In June 2006, the Army said that the cost of replacing its depleted equipment tripled from that of 2005. As of December 2006, according to government data reported by The Washington Post, the military stated that nearly 40% of the army's total equipment has been sent to Iraq, with an estimated yearly refurbishment cost of $US 17 billion. The military states that the yearly refurbishment cost has increased by a factor of ten compared to that of the pre-war state. As of December 2006 approximately 500 M1 tanks, 700 Bradley Fighting Vehicles and 1000 Humvees were awaiting repair in US military depots.

In September 2007, the Congressional Budget Office produced a report outlining the Army's Reset Program and included some combat loss numbers.

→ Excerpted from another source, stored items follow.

PR #233, opened 2020-02-18
Support passing custom compiler options via CMake/build.py

dragomirecky:
1. adds `-D<VARIABLE>:<TYPE>=<VALUE>` command-line option to build.py
    - a way to pass custom CMake cache variables
    - essentially the same, as passing the same option to `cmake` (has the same syntax and semantics, except that the `<TYPE>` is required when used in build.py)
2. adds a new CUSTOM_COMPILE_OPTIONS option to cmake
    - for example `cmake ... -DCUSTOM_COMPILE_OPTIONS:STRING=-Werror`
    - and thanks to 2) `build.py ... -DCUSTOM_COMPILE_OPTIONS:STRING=-Werror`

### DIFF
--- a/CMakeLists.txt
+++ b/CMakeLists.txt
@@ -69,6 +69,10 @@ set(BUILD_NUMBER
     ""
     CACHE STRING "Build number of the firmware. Resolved automatically if not specified."
     )
+set(CUSTOM_COMPILE_OPTIONS
+    ""
+    CACHE STRING "Allows adding custom C/C++ flags"
+    )
 
 # Validate options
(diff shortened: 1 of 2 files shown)


CMakeLists.txt
```diff
@@ -69,6 +69,10 @@ set(BUILD_NUMBER
     ""
     CACHE STRING "Build number of the firmware. Resolved automatically if not specified."
     )
+set(CUSTOM_COMPILE_OPTIONS
```
DRracer: future work - think about a more standard/widely used solution like CFLAGS/CXXFLAGS
this is ok for now

PR #244, opened 2020-02-24
M876 usbprtdialog A3IDES-594

RadekVana:


src/gui/screen_printing_serial.cpp
```diff
@@ -0,0 +1,162 @@
...
+
+void screen_printing_serial_init(screen_t *screen);
+void screen_printing_serial_done(screen_t *screen);
+void screen_printing_serial_draw(screen_t *screen);
+int screen_printing_serial_event(screen_t *screen, window_t *window, uint8_t event, void *param);
+
+static const char txt0[] = "Remote printing\nin progress    ";
+static const char txt1[] = "Remote printing\nin progress .  ";
+static const char txt2[] = "Remote printing\nin progress .. ";
+static const char txt3[] = "Remote printing\nin progress ...";
```
DRracer: this is brutal ... why don't you append the dots to the text when being printed?

src/guiapi/src/screen.c
```diff
@@ -95,6 +95,21 @@ void screen_close(void) {
     }
 }
 
+int _currnet_in_list(screen_t *const *list, size_t sz) {
```
DRracer: typo?
currnet -> current?

src/common/marlin_client.c
```diff
@@ -49,6 +49,7 @@ typedef struct _marlin_client_t {
     uint32_t command;            // processed command (G28,G29,M701,M702,M600)
     marlin_host_prompt_t prompt; // current host prompt structure (type and buttons)
     uint8_t reheating;           // reheating in progress
+    dialog_cb_t dialog_cb;
```
DRracer: document the meaning and usage of this var

src/gui/screen_printing_serial.cpp
RadekVana: I did try to redraw just dots. But there is an bug in textfield.
Redrawing dots erased parts of characters around it.

src/guiapi/src/screen.c
RadekVana: Thanks

src/common/marlin_client.c
RadekVana: comment added

src/guiapi/src/screen.c
RadekVana: fixed

PR #248, opened 2020-02-24
[WIP] SPI low frequency while idle

XPila:
A3IDES-181


XPila:
will be solved different way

==== 2007 land equipment approximation ====
- 20 M1 Abrams tanks
- 50–75 M2 Bradley fighting vehicles
- 20–40 Stryker wheeled combat vehicles
- 20 M113 armored personnel carriers
- 461–800 Humvees (min, max based on 24k HMMWV and 15k trucks in theater, and 750–1300 losses)
- 288–500 Trucks (min, max based on 24k HMMWV and 15k trucks in theater, and 750–1300 losses)

== UK war costs ==
As of March 2006, approximately £4.5 billion ($6.8 billion) had been spent by the United Kingdom in Iraq. This came from a government fund called the "Special Reserve" which at the time had a balance of £7.4 billion ($ billion). According to the Ministry of Defence, the total cost of UK military operations in Iraq from 2003 to 2009 was £8.4bn.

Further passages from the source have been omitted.